Output an exact reproduction of the data.

The records START

PR #273, opened 2020-05-06
Inform about the consequence of app cr migration

oponder:
This informs people that their `nginx-ingress-controller-user-values` have moved to the control plane.

Towards: https://github.com/giantswarm/giantswarm/issues/10211

fyi @giantswarm/se this is something to keep in mind, I guess you all know it by now due to some of the threads and incidents, but I am currently trying to get this down on paper somewhere for people that either forget it or never heard about it.

I'm figuring out also where it happens for KVM and Azure. Took me a while to wrap my head around the releases and how it all worked, but I think I have a grasp on it now.

### DIFF
--- a/release-notes/aws/v9.0.1.md
+++ b/release-notes/aws/v9.0.1.md
@@ -2,7 +2,19 @@
 
 This release includes Kubernetes v1.15.11 as well as some reliability and user experience improvements.
 We highly recommend you to upgrade to this release if you want to continue running on Kubernetes 1.15 for now.
+
 This is also the first release which is internally represented by our [Release CRD](https://docs.giantswarm.io/reference/cp-k8s-api/releases.release.giantswarm.io/). This is done in preparation of opening up the control plane to you.
+
+---
+
+**Note** If you are upgrading from 8.5.0 or 9.0.0: The `nginx-ingress-controller-user-values` configmap has been migrated from the `kube-system` namespace of your Tenant Cluster to a namespace on the Control Plane.
+
+If you had a cluster with id `e05c8`, then you'll find your `nginx-ingress-controller-user-values`
+configmap now in a namespace called `e05c8` on the Control Plane.
+
+If you do not yet have access to the Control Plane API you will not be able to manually configure your ingress anymore. Please contact your Solution Engineer for more information.
+
+---
 
 This release includes multiple improvements to the NGINX Ingress Controller app:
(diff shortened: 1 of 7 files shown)


sslavic:
Auto migration of user values ConfigMap from TC to CP is not nginx specific. Underlying delivery pipeline (cluster-operator) manages it. All apps, pre-installed or optional are affected. Recently (@omegas27 can verify) after cluster upgrade coredns was not working as expected, customer (dvag) was surprised not to find coredns user values ConfigMap on TC anymore, they were overriding it, override was not working, they couldn't debug themselves, required support.

Lets not associate any more negative feelings to nginx service.

oponder:
Just realised that `coredns` and `cluster-autoscaler` would also need the same type of notice. Possibly other apps.

oponder:
@sslavic I will edit the message to not be nginx specific. will do so tomorrow morning while I gather a bit more info and possibly make this PR also correct for KVM and Azure

sslavic:
Maybe once https://github.com/giantswarm/giantswarm/issues/10211 is fixed, user values CM migration is not as breaking change as it was, at least maybe customers could continue to manage user values on TC, they would disappear from TC immediately, but would get applied. Customer deployment pipeline for user values CM might still have to be adjusted not to panic or redeploy repeatedly when user values CM gets migrated to CP.

oponder:
Yeah giantswarm/giantswarm#10211 getting merged will help the outages caused by customers still trying to apply configuration in the old way.

But what I want to address is the awareness that this upgrade needs a change customer workflows.

sslavic:
True, unwanted breaking change ideally should be avoided, but since it happened at least needs to be communicated. Somehow we missed to add changelog entry to cluster-operator that included the migration logic, then also in releases which use it.

Customers have to adapt their deployment pipeline of user values ConfigMap and Apps; to make that possible they need to have k8s CP opened up for them and for that they need to reach out to SEs, since AFAIK it's not self-service.

oponder:
So the notice makes sense right? (aside from the fact that it is NOT nginx specific, I'll fix that. was never my intention to associate any negativity there. I want to bring clarity)

rossf7:
Including in the release notes makes sense to me. The migration process was designed so it is automated but the change in location of the configuration was not communicated clearly to SEs or customers.

There was also the bug in the migration logic that triggered the PM and had a big impact. The fix is prepared and thanks Oliver for helping test it and for improving the communication.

The records END

_Solution to this problem_
PR #273, opened 2020-05-06
Inform about the consequence of app cr migration

oponder:
This informs people that their `nginx-ingress-controller-user-values` have moved to the control plane.

Towards: https://github.com/giantswarm/giantswarm/issues/10211

fyi @giantswarm/se this is something to keep in mind, I guess you all know it by now due to some of the threads and incidents, but I am currently trying to get this down on paper somewhere for people that either forget it or never heard about it.

I'm figuring out also where it happens for KVM and Azure. Took me a while to wrap my head around the releases and how it all worked, but I think I have a grasp on it now.

### DIFF
--- a/release-notes/aws/v9.0.1.md
+++ b/release-notes/aws/v9.0.1.md
@@ -2,7 +2,19 @@
 
 This release includes Kubernetes v1.15.11 as well as some reliability and user experience improvements.
 We highly recommend you to upgrade to this release if you want to continue running on Kubernetes 1.15 for now.
+
 This is also the first release which is internally represented by our [Release CRD](https://docs.giantswarm.io/reference/cp-k8s-api/releases.release.giantswarm.io/). This is done in preparation of opening up the control plane to you.
+
+---
+
+**Note** If you are upgrading from 8.5.0 or 9.0.0: The `nginx-ingress-controller-user-values` configmap has been migrated from the `kube-system` namespace of your Tenant Cluster to a namespace on the Control Plane.
+
+If you had a cluster with id `e05c8`, then you'll find your `nginx-ingress-controller-user-values`
+configmap now in a namespace called `e05c8` on the Control Plane.
+
+If you do not yet have access to the Control Plane API you will not be able to manually configure your ingress anymore. Please contact your Solution Engineer for more information.
+
+---
 
 This release includes multiple improvements to the NGINX Ingress Controller app:
(diff shortened: 1 of 7 files shown)


sslavic:
Auto migration of user values ConfigMap from TC to CP is not nginx specific. Underlying delivery pipeline (cluster-operator) manages it. All apps, pre-installed or optional are affected. Recently (@omegas27 can verify) after cluster upgrade coredns was not working as expected, customer (dvag) was surprised not to find coredns user values ConfigMap on TC anymore, they were overriding it, override was not working, they couldn't debug themselves, required support.

Lets not associate any more negative feelings to nginx service.

oponder:
Just realised that `coredns` and `cluster-autoscaler` would also need the same type of notice. Possibly other apps.

oponder:
@sslavic I will edit the message to not be nginx specific. will do so tomorrow morning while I gather a bit more info and possibly make this PR also correct for KVM and Azure

sslavic:
Maybe once https://github.com/giantswarm/giantswarm/issues/10211 is fixed, user values CM migration is not as breaking change as it was, at least maybe customers could continue to manage user values on TC, they would disappear from TC immediately, but would get applied. Customer deployment pipeline for user values CM might still have to be adjusted not to panic or redeploy repeatedly when user values CM gets migrated to CP.

oponder:
Yeah giantswarm/giantswarm#10211 getting merged will help the outages caused by customers still trying to apply configuration in the old way.

But what I want to address is the awareness that this upgrade needs a change customer workflows.

sslavic:
True, unwanted breaking change ideally should be avoided, but since it happened at least needs to be communicated. Somehow we missed to add changelog entry to cluster-operator that included the migration logic, then also in releases which use it.

Customers have to adapt their deployment pipeline of user values ConfigMap and Apps; to make that possible they need to have k8s CP opened up for them and for that they need to reach out to SEs, since AFAIK it's not self-service.

oponder:
So the notice makes sense right? (aside from the fact that it is NOT nginx specific, I'll fix that. was never my intention to associate any negativity there. I want to bring clarity)

rossf7:
Including in the release notes makes sense to me. The migration process was designed so it is automated but the change in location of the configuration was not communicated clearly to SEs or customers.

There was also the bug in the migration logic that triggered the PM and had a big impact. The fix is prepared and thanks Oliver for helping test it and for improving the communication.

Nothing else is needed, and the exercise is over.